The Ghana and Togo governments have come to a consensus to reaffirm their international borderlines to indicate a clear demarcation of the land borders of both countries.
With support from the GIZ-Africa Union Border Programme (AUBP), 50 international boundary pillars would be constructed along the international boundary lines from Aflao to Akanu in Ghana and from Lome to Noepe in Togo.
This forms the first phase of the reaffirmation exercise.
Pillars were first erected on the international boundary lines of Ghana and Togo in the West African Subregion in 1929 and modified in 1975.
However, human and natural activities have eroded or blurred most of the pillars erected on the international boundary lines.

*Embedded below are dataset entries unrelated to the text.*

PR #5354, opened 2021-02-11
Allow use of recovery codes during login if 2FA is unavailable

sbinlondon:
Relates https://github.com/opencollective/opencollective/issues/3709

### DIFF
--- a/server/controllers/users.js
+++ b/server/controllers/users.js
@@ -13,7 +13,8 @@ import {
 import { isValidEmail } from '../lib/utils';
 import models from '../models';
 
-const { Unauthorized, ValidationFailed } = errors;
+const { Unauthorized, ValidationFailed, TooManyRequests } = errors;
+
 const { User } = models;
 
 /**
@@ -111,7 +112,7 @@ export const twoFactorAuthAndUpdateToken = async (req, res, next) => {
   };
 
   if (await rateLimit.hasReachedLimit()) {
-    return next(new Unauthorized('Too many attempts. Please try again in an hour'));
+    return next(new TooManyRequests('Too many attempts. Please try again in an hour'));
   }
 
   const user = await User.findByPk(userId);
@@ -125,19 +126,19 @@ export const twoFactorAuthAndUpdateToken = async (req, res, next) => {
     // if there is a 2FA code, we need to verify it before returning the token
     const verified = verifyTwoFactorAuthenticatorCode(user.twoFactorAuthToken, twoFactorAuthenticatorCode);
     if (!verified) {
-      return await fail(new Unauthorized('Two-factor authentication code failed. Please try again'));
+      return fail(new Unauthorized('Two-factor authentication code failed. Please try again'));
     }
   } else if (twoFactorAuthenticationRecoveryCode) {
     // or if there is a recovery code try to verify it
     if (typeof twoFactorAuthenticationRecoveryCode !== 'string') {
-      return await fail(new ValidationFailed('2FA recovery code must be a string'));
+      return fail(new ValidationFailed('2FA recovery code must be a string'));
     }
     const verified = verifyTwoFactorAuthenticationRecoveryCode(
       user.twoFactorAuthRecoveryCodes,
       twoFactorAuthenticationRecoveryCode,
     );
     if (!verified) {
-      return await fail(new Unauthorized('Two-factor authentication recovery code failed. Please try again'));
+      return fail(new Unauthorized('Two-factor authentication recovery code failed. Please try again'));
     }
     const remainingRecoveryCodes = user.twoFactorAuthRecoveryCodes.filter(
       code => crypto.hash(twoFactorAuthenticationRecoveryCode.toUpperCase()) !== code,
--- a/server/controllers/users.js
+++ b/server/controllers/users.js
@@ -5,7 +5,10 @@ import emailLib from '../lib/email';
 import errors from '../lib/errors';
 import logger from '../lib/logger';
 import RateLimit, { ONE_HOUR_IN_SECONDS } from '../lib/rate-limit';
-import { verifyTwoFactorAuthenticatorCode } from '../lib/two-factor-authentication';
+import {
+  verifyTwoFactorAuthenticationRecoveryCode,
+  verifyTwoFactorAuthenticatorCode,
+} from '../lib/two-factor-authentication';
 import { isValidEmail } from '../lib/utils';
 import models from '../models';
 
@@ -92,11 +95,10 @@ export const updateToken = async (req, res) => {
 };
 
 /**
- * Verify the 2FA code the user has entered when
- * logging in and send back another JWT.
+ * Verify the 2FA code or recovery code the user has entered when logging in and send back another JWT.
  */
 export const twoFactorAuthAndUpdateToken = async (req, res, next) => {
-  const { twoFactorAuthenticatorCode } = req.body;
+  const { twoFactorAuthenticatorCode, recoveryCode } = req.body;
 
   const userId = Number(req.jwtPayload.sub);
   const user = await User.findByPk(userId);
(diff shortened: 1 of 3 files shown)


server/lib/two-factor-authentication.js
```diff
@@ -22,6 +22,20 @@ export function verifyTwoFactorAuthenticatorCode(encryptedTwoFactorAuthToken, tw
...
 }
 
+/** Verifies a submitted recovery code against the hashed ones saved for them in the DB.
+ * If the recovery code is valid, it returns the remaining recovery codes to update the user with.
+ * If the recovery code is not valid, it returns null so we can throw an error.
+ */
+export function verifyTwoFactorAuthenticationRecoveryCode(recoveryCode, hashedRecoveryCodes) {
+  const verified = hashedRecoveryCodes.includes(crypto.hash(recoveryCode));
+  if (verified) {
+    return hashedRecoveryCodes.filter(code => crypto.hash(recoveryCode) !== code);
```
znarf, line 32: It's not the job of this function to filter the codes, this should be moved elsewhere.

It should return `true`/`false`. Or alternatively, do nothing/throw an exception.

server/controllers/users.js
```diff
@@ -106,11 +108,25 @@ export const twoFactorAuthAndUpdateToken = async (req, res, next) => {
...
+  if (twoFactorAuthenticatorCode) {
+    // if there is a 2FA code, we need to verify it before returning the token
+    const verified = verifyTwoFactorAuthenticatorCode(user.twoFactorAuthToken, twoFactorAuthenticatorCode);
+    if (!verified) {
+      return next(new Unauthorized('Two-factor authentication code failed. Please try again'));
+    }
+  } else if (recoveryCode) {
+    // or if there is a recovery code try to verify it
+    const { twoFactorAuthRecoveryCodes } = user;
+    const validatedRemainingRecoveryCodes = verifyTwoFactorAuthenticationRecoveryCode(
```
znarf, line 120: This function call is similar to `verifyTwoFactorAuthenticatorCode`, you should then be consistent in what are the parameters and their respective order (1. stored code, 2. user submitted code)

server/controllers/users.js
```diff
@@ -106,11 +108,25 @@ export const twoFactorAuthAndUpdateToken = async (req, res, next) => {
...
-    return next(new Unauthorized('Two-factor authentication code failed. Please try again'));
+  if (twoFactorAuthenticatorCode) {
+    // if there is a 2FA code, we need to verify it before returning the token
+    const verified = verifyTwoFactorAuthenticatorCode(user.twoFactorAuthToken, twoFactorAuthenticatorCode);
+    if (!verified) {
+      return next(new Unauthorized('Two-factor authentication code failed. Please try again'));
+    }
+  } else if (recoveryCode) {
+    // or if there is a recovery code try to verify it
+    const { twoFactorAuthRecoveryCodes } = user;
```
znarf, line 119: In `verifyTwoFactorAuthenticatorCode`, you're not extracting the value from the user object. You should stay consistent in your style and use `user.twoFactorAuthRecoveryCodes` directly.

server/controllers/users.js
```diff
@@ -92,11 +95,10 @@ export const updateToken = async (req, res) => {
 };
 
 /**
- * Verify the 2FA code the user has entered when
- * logging in and send back another JWT.
+ * Verify the 2FA code or recovery code the user has entered when logging in and send back another JWT.
  */
 export const twoFactorAuthAndUpdateToken = async (req, res, next) => {
-  const { twoFactorAuthenticatorCode } = req.body;
+  const { twoFactorAuthenticatorCode, recoveryCode } = req.body;
```
znarf, line 101: There is one parameter prefixed with `twoFactorAuthenticator` and the other not. You should try to be consistent in your variable naming.

znarf (changes requested):
Functionality looks good, just some relatively minor code style issues.

server/lib/two-factor-authentication.js
```diff
@@ -22,6 +22,20 @@ export function verifyTwoFactorAuthenticatorCode(encryptedTwoFactorAuthToken, tw
   return verified;
 }
 
+/** Verifies a submitted recovery code against the hashed ones saved for them in the DB.
+ * If the recovery code is valid, it returns the remaining recovery codes to update the user with.
+ * If the recovery code is not valid, it returns null so we can throw an error.
+ */
+export function verifyTwoFactorAuthenticationRecoveryCode(recoveryCode, hashedRecoveryCodes) {
+  const verified = hashedRecoveryCodes.includes(crypto.hash(recoveryCode));
```
Betree, line 30: This will crash if `user.twoFactorAuthRecoveryCodes` is not defined. We should handle this with a proper error message.

Betree (commented):
I think it's important to rate limit this kind of feature from day 1, because of bruteforce attacks but also because endpoints using crypto functions are good targets for CPU exhaustion in DDOS attacks. 

The helper in `server/lib/rate-limit.ts` can provide a simple way to achieve that, see https://github.com/opencollective/opencollective-api/blob/b133f81132b6a65603aca8ff187a8db33677c680/server/graphql/v2/mutation/ExpenseMutations.ts#L298-L301 for an example. 10 tries per hour sound like a good limit to me.

server/lib/two-factor-authentication.js
sbinlondon: I put it here because I was trying to keep stuff relating to `crypto` in one file (this one), and returned the recovery codes to the other file so that I didn't have to import the `User` model multiple places. There was actually some thought behind the way I did this and I did in fact consider the way you are suggesting now (but went with this way for the mentioned reasons). Happy to change it but it's not from lack of consideration about the issue.

znarf: Good to understand the reasons behind this decision but I'm standing by my comment, `verifyTwoFactorAuthenticationRecoveryCode` should only verify.

Maybe you can find another design, for example exposing a function that only compare 1 single recovery code against user input, and directly use this function in the filter.

server/lib/two-factor-authentication.js
sbinlondon: Have fixed this by checking in `server/controllers/users.js` that the recovery code is a string (since due to PR changes we now also use `crypto.hash` in there too).

server/controllers/users.js
```diff
@@ -92,25 +96,50 @@ export const updateToken = async (req, res) => {
...
+  const { twoFactorAuthenticatorCode, twoFactorAuthenticationRecoveryCode } = req.body;
 
   const userId = Number(req.jwtPayload.sub);
+
+  // Both 2FA and recovery codes rate limited to 10 tries per hour
+  const rateLimit = new RateLimit(`user_2FA_endpoint_${userId}`, 10, ONE_HOUR_IN_SECONDS);
+  if (!(await rateLimit.registerCall())) {
+    return next(new Unauthorized('Too many attempts. Please try again in an hour'));
+  }
+
```
Betree, line 111: :ice_cream: Since admins can be forced to update their tokens multiple time when they pay expenses, doing that here might be a too strong limitation. I would only count in the rate limit. One simple way to achieve that could be to have something like this:

```suggestion
  // Both 2FA and recovery codes rate limited to 10 tries per hour
  const rateLimit = new RateLimit(`user_2FA_endpoint_${userId}`, 10, ONE_HOUR_IN_SECONDS);
  const fail = (exception) => {
    await rateLimit.registerCall();
    next(exception);
  }

  if (await rateLimit.hasReachedLimit()) {
    return next(new Unauthorized('Too many attempts. Please try again in an hour'));
  }
```

Then replace all the `return next(new Exception(...))` by `return fail(new Exception(...))`. For example:
```es6
return fail(new Unauthorized('Two-factor authentication code failed. Please try again'));
```

server/controllers/users.js
```diff
@@ -92,25 +96,55 @@ export const updateToken = async (req, res) => {
...
+  // Both 2FA and recovery codes rate limited to 10 tries per hour
+  const rateLimit = new RateLimit(`user_2FA_endpoint_${userId}`, 10, ONE_HOUR_IN_SECONDS);
+  const fail = async exception => {
+    await rateLimit.registerCall();
+    next(exception);
+  };
+
+  if (await rateLimit.hasReachedLimit()) {
+    return next(new Unauthorized('Too many attempts. Please try again in an hour'));
```
Betree, line 114: Seems more appropriate

```suggestion
    return next(new RateLimitExceeded('Too many attempts. Please try again in an hour'));
```

server/controllers/users.js
```diff
@@ -92,25 +96,55 @@ export const updateToken = async (req, res) => {
...
 
-  // we need to verify the 2FA code before returning the token
-  const verified = verifyTwoFactorAuthenticatorCode(user.twoFactorAuthToken, twoFactorAuthenticatorCode);
-  if (!verified) {
-    return next(new Unauthorized('Two-factor authentication code failed. Please try again'));
+  if (twoFactorAuthenticatorCode) {
+    // if there is a 2FA code, we need to verify it before returning the token
+    const verified = verifyTwoFactorAuthenticatorCode(user.twoFactorAuthToken, twoFactorAuthenticatorCode);
+    if (!verified) {
+      return await fail(new Unauthorized('Two-factor authentication code failed. Please try again'));
```
Betree, line 128: :ice_cream: I don't think these `await` in the return are necessary

Betree (commented):
Looks good to me. I wonder what is the expected behavior when there's no recovery code left? That's not something we need to resolve now, it's an edge case.

Betree (approved):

In line with this, both countries saw the need to reaffirm the International boundary lines, clearly indicate the land borders, help security officials identify their limits, and prevent land encroachment.
A Joint Land Boundary Reaffirmation Technical Committee has thus been constituted, tasked to undertake the reaffirmation exercises.
As part of the exercise, the Committee would undertake a sensitisation programme in Ghana and Togo, launch and supervise the construction of 50 international boundary pillars, from Aflao to Akanu in Ghana and from Lome to Noepe in Togo.
Speaking at the sensitisation programme in Aflao, The German Ambassador to Ghana, HE Daniel Krull, detailed that the German government, through the GIZ-Africa Union Border Programme (AUBP), supported the exercise with the sole aim of preventing conflict.
He said they hoped that the historic initiative would impact residents’ livelihoods in border communities.
The National Coordinator of the Ghana Boundary Commission, Major General Emmanuel Kotia, detailed that four kinds of international boundary pillars would be erected.
He said the Main Pillar (Pillar 1) would be erected at the Aflao/Lome Border, which “terminates into the maritime domain.”
He added that there are three main boundary pillars between Aflao and Amani with intermediary pillars.
“We have introduced another new dimension; probably this is the first time we are introducing it in Africa between Ghana and Togo.”
He said the pillars help border security officials determine the boundary pillar and crossing points, “irrespective of the intermediary boundary pillar or the main pillar”.
The Volta Regional Minister, Dr Archibald Letsa, underscored the importance of the boundary reaffirmation exercise.
He detailed that the international boundary lines must be reaffirmed to prevent conflicts between residents in the border communities, who share similar ethnic groups and the same cultural values and traditions.
“The joint reaffirmation of the international boundary lines will also serve as a tool for safeguarding the peace and security of both Ghana and Togo, considering the nature of emerging security threats emanating along the West African Regain.”
The Representative of the Togolese Local Government Minister, Bakai Baoebadi, assured of the corporation and support of the Togolese government towards the success of the exercise.
Citizens along the boundaries were urged to report activities that may threaten the existence of the International boundary pillars.
The Joint Land Boundary Reaffirmation Technical Committee would undertake the construction of the 50 international pillars between 12th and 28th May 2022.